Professor Oliver Jones, Professor of Chemistry, RMIT University, Melbourne, Australia, comments:

“While this story will no doubt be seen as evidence of industry wrongdoing, it really needs to be viewed in the context of the broader evidence base on glyphosate.

“Bayer and Monsanto may not be perfect corporate citizens, and ambiguity of authorship is certainly not a great look, but neither of these automatically means the results are actually wrong. Even if everything alleged is true, the retraction of one paper in no way affects the many other papers, government reviews, and even legal cases over the last 30 years that show glyphosate is safe at the doses we are exposed to. Believe it or not, scientists and regulators do not base their decisions entirely on one paper; they take a weight-of-evidence approach before deciding.
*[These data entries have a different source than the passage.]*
PR #147, opened 2017-08-21
Fix user count

hollomancer:
Currently, the email displays '0+' users. I just jumped in and made it '3000+' as per our current database.

### DIFF
--- a/app/views/user_mailer/welcome.html.erb
+++ b/app/views/user_mailer/welcome.html.erb
@@ -11,7 +11,7 @@
 </p>
 
 <p>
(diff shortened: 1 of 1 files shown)


app/views/user_mailer/welcome.html.erb
```diff
@@ -11,7 +11,7 @@
 </p>
 
 <p>
-  The Operation Code website uses Ruby On Rails. If you want to dive in and help, you can get started by reading our <a href="https://github.com/OperationCode/operationcode/blob/master/CONTRIBUTING.md">docs</a>, or asking around in the #operationcode-dot-org Slack channel.
+  The Operation Code website uses React, a Javascript framework, and Ruby On Rails. If you want to dive in and help, you can get started by reading our <a href="https://github.com/OperationCode/operationcode/blob/master/CONTRIBUTING.md">docs</a>, or asking around in the #operationcode-dot-org Slack channel.
```
Exupery: Just a minor/nitpicky suggestion: JavaScript is the proper styling (not Javascript) https://developer.mozilla.org/en-US/docs/Web/JavaScript

Issue #118, opened 2017-07-24
Emails should be downcased before saving


rickr:
# Feature
## Why is this feature being added?

Emails should be stored in all lowercase in the database.

## What should your feature do?
Add a `before_save` filter to downcase email addresses on the `User` model.

sabrown84:
Hi I'd like to try this one out. Is there any additional information that you think I will need? I noticed that in the user model has two validations for emails should I look to add a validation for this lowercase feature as well?

ianroberts131:
I've actually been trying to get this setup, but having some issues getting my tests to run. Looks like @sabrown84 is going to take this 1, but I'd love to help on other issues so would still like to resolve the problems I'm having with the tests.

When I run `rake test`, I get the following error:

```
rake test
rake aborted!
Bundler::GemNotFound: Could not find nokogiri-1.7.1 in any of the sources
```

When I `bundle install`, I then get the following:

```
Gem::InstallError: nokogiri requires Ruby version < 2.4, >= 2.1.0.
An error occurred while installing nokogiri (1.7.1), and Bundler cannot
continue.
Make sure that `gem install nokogiri -v '1.7.1'` succeeds before bundling.
```

Any ideas? Thanks for your help.

sabrown84:
Ok @ianroberts131 I haven't started setting it up I was just starting to think it through before jumping in. I may run into the same error...

hpjaj:
@ianroberts131 - You can run the tests through [Docker](https://www.docker.com/).  Try this:

1. Start Docker
2. run `make setup`
3. run `make test`

ianroberts131:
Thanks @hpjaj, that got me going in the right direction. Unfortunately, the version of Make installed [here](http://gnuwin32.sourceforge.net/packages/make.htm), per the `CONTRIBUTING.MD` file, is one version before a bug I was facing got fixed. Here's the error message I was getting:

```
C:\Program: Interrupt/Exception caught (code = 0xc00000fd, addr = 0x4227d3)
```

Ultimately was able to get it working by running make via MinGW, like so:

```
mingw32-make.exe test
```

Anyway, this isn't really relevant since @sabrown84 is taking this issue, but figured I would report back in case she or anyone else faces the same issue.

sabrown84:
Thank you @ianroberts131 and @hpjaj. I thought I would have a similar problem, but I didn't.

hpjaj:
[...]

PR #148, opened 2017-08-22
Feature/118 emails downcased

sabrown84:
# Description of changes
 Emails should be stored in all lowercase into the database 

# Issue Resolved
 Issue #118 Emails should be downcased using `before_save` within the `User` model and tested within the`user_test.rb`

### DIFF
--- a/app/models/user.rb
+++ b/app/models/user.rb
@@ -20,6 +20,7 @@ class User < ApplicationRecord
   after_create :welcome_user
   before_save :geocode, if: ->(v) { v.zip.present? && v.zip_changed? }
   before_save :upcase_state
+  before_save :downcase_email
 
   validates_format_of :email, :with => /\A.*@.*\z/
   validates :email, uniqueness: true
@@ -102,5 +103,9 @@ class User < ApplicationRecord
 
   def upcase_state
    state.upcase! if state
+  end
+
+  def downcase_email
+    email.downcase! if email
   end
 end
--- a/test/models/user_test.rb
+++ b/test/models/user_test.rb
@@ -26,6 +26,12 @@ class UserTest < ActiveSupport::TestCase
     refute User.new(email: test_email).valid?
   end
 
+  test 'email must be saved downcased' do
+    new_email = 'NEW_EMAIL@exaMple.cOm'
+    assert create(:user, email: new_email.downcase)
+    refute User.new(email: new_email).valid?
+  end
+
   test 'doesnt geocode until we save' do
     u = build(:user, latitude: nil, longitude: nil)
     assert u.valid?
--- a/test/models/user_test.rb
+++ b/test/models/user_test.rb
@@ -26,10 +26,15 @@ class UserTest < ActiveSupport::TestCase
     refute User.new(email: test_email).valid?
   end
 
-  test 'email must be saved downcased' do
-    new_email = 'NEW_EMAIL@exaMple.cOm'
-    assert create(:user, email: new_email.downcase)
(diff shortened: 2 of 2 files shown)


app/models/user.rb
```diff
@@ -103,4 +104,8 @@ def token
   def upcase_state
    state.upcase! if state
   end
+
+  def downcase_email
+    email.downcase! if email
```
hpjaj: 👍

test/models/user_test.rb
```diff
@@ -26,6 +26,12 @@ def setup
     refute User.new(email: test_email).valid?
   end
 
+  test 'email must be saved downcased' do
+    new_email = 'NEW_EMAIL@exaMple.cOm'
+    assert create(:user, email: new_email.downcase)
+    refute User.new(email: new_email).valid?
+  end
+
```
hpjaj: Perhaps add a test that specifically confirms that the email saved to the database is downcased?  Ping me if you'd like any ideas on that.

test/models/user_test.rb
```diff
@@ -26,6 +26,12 @@ def setup
     refute User.new(email: test_email).valid?
   end
 
+  test 'email must be saved downcased' do
+    new_email = 'NEW_EMAIL@exaMple.cOm'
+    assert create(:user, email: new_email.downcase)
+    refute User.new(email: new_email).valid?
```
rickr: I think you can remove this test as it's not really testing the validity of down casing the email. You can test this out by commenting out your newly added `before_save` filter. If email case was affecting this test you would expect it to fail.

sabrown84: @rickr I tried your suggestion to try to get my test to fail and it wouldn't recognize the test at all...it seemed to pass without the `before_save`...so I looked into the config/initializers/devise.rb line 49 downcases emails upon user creation. If I'm understanding this right I'm having trouble testing the `before_save` because devise is already downcasing the emails. Is that right?

test/models/user_test.rb
sabrown84: @hpjaj  I tried commenting out the devise line and changing the test to:
`test 'email must be saved downcased' do
    u = build(:user, email: 'NEW_EMAIL@exaMple.cOm')
    u.save
    assert_equal 'new_email@example.com', u.email
  end`
It seemed to work and pass as a test, but I'm unsure if its needed.

hpjaj: @sabrown84 - You're on the right track.   Here's some pseudo code for how you'd want the test to go:

```
test 'email is downcased on create' do
  address = 'NEW_EMAIL@exaMple.cOm'
  user = create (not build) a user with that address
  reload the user (may or may not need this)
  assert that the user's email == downcased version of address
end
```

That test's the case when a `User` is being created.  A good second test would be when a `User` is being updated.

```
test 'email is downcased on update' do
  user = create a user with that address
  address = 'NEW_EMAIL@exaMple.cOm'
  user's address = address
  save the user
  assert that the user's email == downcased version of address
end
```

[assert_equal](https://apidock.com/ruby/v1_9_3_392/Test/Unit/Assertions/assert_equal) is a good assertion method to use for these.

test/models/user_test.rb
hpjaj: @sabrown84 - You can just remove this test, in favor of the one(s) I described above.

test/models/user_test.rb
sabrown84: Ok thank you so much. I'll make those changes. This makes so much sense, thank you. I really appreciate the feedback.

Issue #76, opened 2017-07-04
Convert current code_schools endpoint generation to a more extendible architecture


kylemh:
# Improvement
## Why is this improvement being suggested?
I noticed that Galvanize is missing some locations, there may be other code schools with new locations or other out-of-date details. There also have been a few code school representatives that want to add their school to our site, but have to deal with manually updating `code_schools.yaml`. Let's implement CRUD functionality by offering an interface for code school reps and OC admins to add/edit/delete code school data.

## What would your improvement do?
Automates/improves the current functionality of adding/updating/deleting code schools from our API.

### NOTE: Information detailed by @hpjaj [here](https://github.com/OperationCode/operationcode_backend/issues/36#issuecomment-312957658)!

- create a new `CodeSchool` db table
- [CRUD](https://en.wikipedia.org/wiki/Create,_read,_update_and_delete) API endpoints for `CodeSchool` records 
- `rake` task that creates a `CodeSchool` record for each entry in `code_schools.yml` 
- wire up the existing `:index` endpoint to fetch `CodeSchool` db records
- test coverage for new endpoints
- update our [API documentation](https://github.com/OperationCode/operationcode_backend/blob/master/apiary.apib)

kylemh:
If this issue is completed before #24 - close that issue.

PrimeTimeTran:
@kylemh I'll try this one if you don't mind me taking it on.

hpjaj:
@PrimeTimeTran - You can ping me if you have any questions on it!

hpjaj:
@PrimeTimeTran - You are welcome to take this one on.  If you choose to do so, be sure to: 

1. set yourself as the **assignee**
2. change the label status from **available** to **in progress**

If for some reason you run into issues making these updates, ping me or @kylemh and we'll update them for you.

PrimeTimeTran:
@hpjaj would you mind giving me a review of what I've got so far? I don't want to make a PR until I have all the tests written as well.
https://github.com/PrimeTimeTran/operationcode_backend

hpjaj:
@PrimeTimeTran - Can you create a pull request in your repository, so that all of your changes are isolated to a branch for code review?  

If you have never created a pull request for an open source project before, this link can give you some guidance on how to do so:  https://mind-on-rails.herokuapp.com/notes/313-free-course-on-how-to-contribute-to-an-open-source-project

hpjaj:
[...]

PR #164, opened 2017-09-22
CodeSchool API Endpoints for CRUD & Rake Task for seeding from code_schools.yml

PrimeTimeTran:
# Description of changes
#76 
Created CRUD API endpoints for the `CodeSchool` model. Also added `Location` model as well because some of the CodeSchools had multiple locations.

Also created rake task for seeding data.
`rake schools:populate`            
Reads from the ./config/code_schools.yml and creates records in the database.


config/database.yml
```diff
@@ -21,7 +21,8 @@ default: &default
   # http://guides.rubyonrails.org/configuring.html#database-pooling
   pool: <%= ENV.fetch("RAILS_MAX_THREADS") { 5 } %>
   user: postgres
-  host: operationcode-psql
+  # host: operationcode-psql
```
hpjaj: @rickr - thoughts on this change?

lib/tasks/schools_from_yml.rake
```diff
@@ -0,0 +1,30 @@
...
+        name: school["name"], 
+        url: school["url"], 
+        logo: school["logo"], 
+        full_time: school["full_time"],
+        hardware_included: school["hardware_included"],
+        has_online: school["has_online"],
+        online_only: school["online_only"],
+        notes: school["notes"]
+        )
+      object.save
```
hpjaj: Perhaps consider using the `create!` method for creating the `CodeSchool` and `Location` records.  This will prevent any silent failures, and force the raising of an error, should there be an issue.  Then you can `rescue` and `log` those errors.  

Then you'll be able to identify any records that were not created, so you can go back and troubleshoot, manually add them, etc.

Here is [an example](https://github.com/OperationCode/operationcode_backend/blob/master/lib/tasks/resource.rake) of this.

test/controllers/api/v1/code_schools_controller_test.rb
```diff
@@ -0,0 +1,20 @@
...
+    get api_v1_code_schools_path
+    assert_response :success
+  end
+  
+  test ":show will not work for a invalid record" do
+    get api_v1_code_school_path(1)
+    assert_response :missing
+  end
+end
+
```
hpjaj: Perhaps add in some test coverage for the `create`, `update`, and `destroy` actions?  Here are [some examples](https://github.com/OperationCode/operationcode_backend/blob/master/test/controllers/api/v1/team_members_controller_test.rb).

test/factories/code_schools.rb
```diff
@@ -0,0 +1,12 @@
+FactoryGirl.define do
+  factory :code_school do
+    name "CoderSchool"
```
hpjaj: Perhaps leverage the [Faker gem](https://github.com/OperationCode/operationcode_backend/blob/master/test/factories/users.rb) to create unique `name`s, `url`s, `addresses`(in the other `location` factory). 

Here are [some examples](https://github.com/OperationCode/operationcode_backend/blob/master/test/factories/users.rb#L4-L12) of the gem being used.

test/models/code_school_test.rb
```diff
@@ -0,0 +1,15 @@
+require 'test_helper'
+
+class CodeSchoolTest < ActiveSupport::TestCase
+  def setup
```
hpjaj: Since the `code_school.rb` model file does not have any methods in it yet, the only thing you can really test for is validations.  So until we have some methods in there, you can probably just delete this file.

test/models/location_test.rb
```diff
@@ -0,0 +1,7 @@
+require 'test_helper'
+
+class LocationTest < ActiveSupport::TestCase
```
hpjaj: Same thing here.

config/application.rb
```diff
@@ -33,5 +33,9 @@ class Application < Rails::Application
     config.lograge.enabled = true
 
     config.secret_path = Rails.root.join('run/secrets')
+    
+    Raven.configure do |config|
```
hpjaj: Can you elaborate on why this is being added?

app/controllers/api/v1/code_schools_controller.rb
```diff
@@ -2,7 +2,50 @@ module Api
...
+        @school = CodeSchool.find(params[:id])
+        @school.update(params_school)
+        if @school.save
+          render json: @school
+        else 
+          render json: { :errors => @school.errors.full_messages }
+        end
+      end
+      
+      def destroy
```
hpjaj: Please be sure to update our API documentation with these new endpoints (`index, create, show, update, destroy`).  

You'll do so by updating the  [apiary.apib](https://github.com/OperationCode/operationcode_backend/blob/master/apiary.apib) file, following the pattern in the `TeamMember` section.

Here is what that file yields:  http://docs.operationcodeapi.apiary.io/#

config/database.yml
PrimeTimeTran: @hpjaj I just made this change to get it working on my local machine. I'm not sure how I could have gotten it to run the server otherwise.

config/application.rb
PrimeTimeTran: I added this because I got an error `sentry-raven DSN not set`. This was the solution I found on the internet to get the server to run locally. I plan on dropping it when I finish the PR.

app/models/code_school.rb
```diff
@@ -0,0 +1,4 @@
+class CodeSchool < ApplicationRecord
+  validates :name, :url, :logo, :full_time, :hardware_included, :has_online, :online_only, presence: true
```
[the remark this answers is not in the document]
PrimeTimeTran: @hpjaj I'm not sure what OperationCode would like to validate so I figured I just add them all and delete before merging the PR. Concerning this question, yes I did run the rake task locally and the only field that was not on every school was `notes`

PrimeTimeTran:
@hpjaj could you take a look at the API Documentation I've added? Besides this I'll remove the configuration for `Raven` I added in `./config/application.rb` and the change the `host:` back to `host: operationcode-psql` in `./config/database.yml` and I think it'll be close to done. 

Is there anything else you can see that I've missed?

lib/tasks/schools_from_yml.rake
```diff
@@ -0,0 +1,28 @@
+namespace :schools do
+  desc "Reads from the ./config/code_schools.yml and creates records in the database."
+  task populate: :environment do 
+    schools =  YAML::load_file(File.join("./config", "code_schools.yml"), "r")    
+    schools.each do |school|
+      object = CodeSchool.create!(
```
hpjaj: Can you add in a `rescue` block so that we catch any errors, and the rest of the schools that are error free can be created.

test/controllers/api/v1/code_schools_controller_test.rb
```diff
@@ -0,0 +1,51 @@
...
+    school_count = CodeSchool.count + 1
+    get api_v1_code_school_path(school_count), as: :json
+    assert_response :missing
+  end
+  
+  test ":show works for a valid record"do
+    get api_v1_code_school_path(@school), as: :json
+    assert_response :ok
+  end
+
```
hpjaj: Can you add in a test for `:create`.

test/factories/code_schools.rb
hpjaj: Can you update these with `Faker`.

test/factories/locations.rb
```diff
@@ -0,0 +1,11 @@
+FactoryGirl.define do
+  factory :location do
+    va_accepted false
+    address1 "MyString"
```
hpjaj: Here too, removing any `MyString`.

app/controllers/api/v1/code_schools_controller.rb
```diff
@@ -2,7 +2,50 @@ module Api
...
+        render json: CodeSchool.all
+      end
+      
+      def create 
+        school = CodeSchool.new(code_school_params)
+        
+        if school.save 
+          render json: { code_school: school.id }
+        else 
+          render json: { :errors => school.errors.full_messages }
```
hpjaj: Can you change these to the newer `errors: school.errors.full_messages` syntax.

apiary.apib
```diff
@@ -577,3 +577,191 @@ API endpoints that Operation Code's Rails backend makes available to its React f
         {
             errors: "Some error message"
         }
+
+## CodeSchool | Collection [/api/v1/code_schools]
```
hpjaj: Two things:

1.  Please create a free account at apiary.io, and use their editor to confirm that all of these changes do not create any semantic issues 
2. These endpoints are alphabetized, so these additions will need to go at the top of the file

test/factories/locations.rb
PrimeTimeTran: @hpjaj if I use Faker I'd have to add some more code to the tests, do you want me to user faker on all of the attributes?

app/controllers/api/v1/code_schools_controller.rb
PrimeTimeTran: @hpjaj yeah, sorry about that

test/controllers/api/v1/code_schools_controller_test.rb
PrimeTimeTran: @hpjaj coulda swore I wrote one, musta overwritten it somewhere.

test/factories/locations.rb
hpjaj: Adding more code to the tests is fine.  The more representative our tests are of the real world, the better.

Yes, please use faker in situations where uniqueness is valuable, and more representative of the real world.  

You can still choose specific attributes in the tests if needs be, i.e.

```ruby
let(:location) { create :location, address1: "1515 Main St.", .. }
```

PrimeTimeTran: Ok let me do all of this and ping you once I've completed. Thanks for your help~!

PrimeTimeTran:
@hpjaj I've worked on the requests you had.

apiary.apib
```diff
@@ -5,6 +5,195 @@ HOST: https://operationcode.org/
...
+                "has_online": false,
+                "online_only": false,
+                "created_at": "2017-09-21T05:48:50.108Z",
+                "updated_at": "2017-09-21T05:48:50.108Z",
+                "notes": null
+            }
+        ]
+        
+        
+### CodeSchool | Create [/api/v1/code_schools{?name,url,logo,full_time,hardware_included,has_online,online_only,notes}]
```
hpjaj: I believe we'll want this to be an `h2` header instead of an `h3`, with an `h3` beneath it, because it is its own endpoint.

apiary.apib
```diff
@@ -5,6 +5,195 @@ HOST: https://operationcode.org/
...
+                  "code_school": 182
+              }
+
+  + Response 422 (application/json)
+
+          {
+              errors: "Some error message"
+          }
+          
+## CodeSchool | Show [/api/v1/code_schools/{code_school_id}] [GET]
```
hpjaj: We'll want an `h3` header below this one, so that it stands alone as its own endpoint.  

The way apiary enforces formatting, we essentially need to have one `h2` and one `h3` for each new endpoint.

lib/tasks/schools_from_yml.rake
```diff
@@ -0,0 +1,32 @@
...
+            va_accepted: location["va_accepted"],
+            address1: location["address1"],
+            address2: location["address2"],
+            city: location["city"],
+            state: location["state"],
+            zip: location["zip"]
+          )
+        end
+      rescue ActiveRecord::RecordInvalid => e
+        puts "Failed to create CodeSchool: #{e}"
```
hpjaj: Can you add a `Rails.logger.error ...` so that we capture the error in the logs, too.

test/factories/locations.rb
```diff
@@ -0,0 +1,11 @@
+FactoryGirl.define do
+  factory :location do
+    va_accepted Faker::Boolean.boolean
```
hpjaj: In the other factories, the call to `Faker` is wrapped in `{ }`:  https://github.com/OperationCode/operationcode_backend/blob/master/test/factories/users.rb#L4

Can you confirm if these are needed or not?

apiary.apib
PrimeTimeTran: @hpjaj I get complaints from Apiary when I try to format it the way you suggested. 
I don't have another example of a resource with a `show` & `delete` endpoint to reference on how to get by this. 

Do you know of a workaround? Line `92` & `118`

screen shot 2017-09-27 at 12 48 03 am
 so I don't get the semantic issue?

test/factories/locations.rb
PrimeTimeTran: @hpjaj I'm reasonably confident we don't need the `{}`'s, all the tests pass when using the `create(:code_school)` method, where we see the Factory is defined using the same syntax.

lib/tasks/schools_from_yml.rake
PrimeTimeTran: Done.

apiary.apib
hpjaj: For the case where both API endpoints are identical, and have the same parameters, i.e. `[/api/v1/code_schools/{code_school_id}]`, I would: 

- have an `h2` that addresses both (i.e. `## CodeSchool | Show or Delete`)
- have an `h3` for each endpoint, beneath that `h2`

PrimeTimeTran: @hpjaj thanks for the support on completing this task. Mind taking a look again? I've updated with all of your suggestions.

PrimeTimeTran:
@hpjaj I've committed and pushed the changes you requests =).

hpjaj:
@PrimeTimeTran - There ended up being a couple issues with this PR.  I wanted to chat with you about them.

Are you a member of the Operation Code Slack channel?  If yes, what is your @ name?

If no, you can join by going to https://operationcode.org/profile and clicking **Enter our Slack channel**.  

Once you are in Slack, my handle is **@ harry**.

PrimeTimeTran:
@hpjaj I see, sorry I missed them =(.

No, I'm not. ok I'll join =)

“It is often claimed that glyphosate causes non-Hodgkin lymphoma, but this is not a single disease but a catch-all term for approximately 60 different blood cancers that are quite different from each other. It is a little like classifying all voters as Labour voters or non-Labour voters. It is technically correct but misses essential context.

“Much of the safety data on glyphosate is in regulatory submissions as part of the approval process rather than in the scientific literature, but this does not make it any less valid. There have been extensive reviews by regulatory agencies worldwide on this issue, including those of the US, Canada, Japan, Germany, and the European Union, which have all reached the same conclusion. If we think about it, why would regulators approve something they thought was harmful? They, their families, and their friends would be exposed to it as well.

“In short, while clearly disappointing, the retraction of one paper is not the whole glyphosate story.”

Conflict of interest statement: “I have no direct conflict of interest, but I do research environmental contaminants. I have received funding from the Environment Protection Authority Victoria and various water utilities for research on environmental pollution (though never glyphosate).”